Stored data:
════════════════════

Issue #4045, opened 2022-02-22
mailto: links open twice


ljani:
### Describe the bug

Clicking a [`mailto:test@example.com`](mailto:test@example.com) link on Firefox 98.0b7 seems to open Outlook twice. Other sites (such as the link in previous sentence) are fine.

Chromium seems to be fine.

### Reproduction

```sh
git clone https://github.com/ljani/sveltekit-mailto-issue
cd sveltekit-mailto-issue
npm install
npm run dev
```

════════════════════

> [REQUIRED ACTION] Would you print, exactly as written, every line above from the one holding "mailto: links open twice" through the one holding "Chromium seems to be fine.", with both included and no other lines?

> [ANSWER TO THIS PROBLEM]
mailto: links open twice


ljani:
### Describe the bug

Clicking a [`mailto:test@example.com`](mailto:test@example.com) link on Firefox 98.0b7 seems to open Outlook twice. Other sites (such as the link in previous sentence) are fine.

Chromium seems to be fine.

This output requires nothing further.